Martinize2 and Vermouth: Unified Framework for Topology Generation

Journal article
Forcefield
Methods
Proteins
RNA
DNA
Post-translational modifications
Small molecules
Author

Peter C. Kroon, Fabian Grünewald, Jonathan Barnoud, Marco van Tilburg, Paulo C. T. Souza, Tsjerk A. Wassenaar, Siewert-Jan Marrink

Doi

Citation (APA 7)

Kroon, P. C., Grunewald, F., Barnoud, J., van Tilburg, M., Souza, P. C. T., Wassenaar, T. A., & Marrink, S. J. (2023). Martinize2 and Vermouth: Unified Framework for Topology Generation. eLife, 12.

Abstract

Ongoing advances in force field and computer hardware development enable the use of molecular dynamics (MD) to simulate increasingly complex systems with the ultimate goal of reaching cellular complexity. At the same time, rational design by high-throughput (HT) simulations is another forefront of MD. In these areas, the Martini coarse-grained force field, especially the latest version (i.e. v3), is being actively explored because it offers enhanced spatial-temporal resolution. However, the automation tools for preparing simulations with the Martini force field, accompanying the previous version, were not designed for HT simulations or studies of complex cellular systems. Therefore, they become a major limiting factor. To address these shortcomings, we present the open-source vermouth python library.
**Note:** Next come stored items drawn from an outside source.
PR #3537, opened 2019-01-31
Dont crash when seeing invalid tree while tracing

cathyzhyi:
When seeing NULLChk without NULLChkReference while printing trees
to tracing log, we should try to continue printing the complete
trees which makes debugging easier.

### DIFF
--- a/compiler/ras/Tree.cpp
+++ b/compiler/ras/Tree.cpp
@@ -1585,7 +1585,9 @@ TR_Debug::printNodeInfo(TR::Node * node, TR_PrettyPrinterString& output, bool pr
 
    if (node->getOpCode().isNullCheck())
       {
-      output.append(" on %s%dn", globalIndexPrefix.getStr(), node->getNullCheckReference()->getGlobalIndex());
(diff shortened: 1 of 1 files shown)


compiler/ras/Tree.cpp
```diff
@@ -1585,7 +1585,9 @@ TR_Debug::printNodeInfo(TR::Node * node, TR_PrettyPrinterString& output, bool pr
 
    if (node->getOpCode().isNullCheck())
       {
-      output.append(" on %s%dn", globalIndexPrefix.getStr(), node->getNullCheckReference()->getGlobalIndex());
+      if (node->getNullCheckReference())
+         output.append(" on %s%dn", globalIndexPrefix.getStr(), node->getNullCheckReference()->getGlobalIndex());
+      else output.append(" on null NullCheckReference ----- INVALID tree!!\n");
```
0xdaryl: From a consistency POV, this message ends with a newline but all others in a similar context don't.  Arguably, trying to print an invalid tree is breaking the mold, but can you confirm that the newline is what you want here?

Vermouth is designed to become the unified framework for developing programs, which prepare, run, and analyze Martini simulations of complex systems. To demonstrate the power of the vermouth library, the martinize2 program is showcased as a generalization of the martinize script, originally aimed to set up simulations of proteins. In contrast to the previous version, martinize2 automatically handles protonation states in proteins and post-translation modifications, offers more options to fine-tune structural biases such as the elastic network, and can convert nonprotein molecules such as ligands. Finally, martinize2 is used in two high-complexity benchmarks. The entire I-TASSER protein template database as well as a subset of 200,000 structures from the AlphaFold Protein Structure Database are converted to CG resolution and we illustrate how the checks on input structure quality can safeguard HT applications.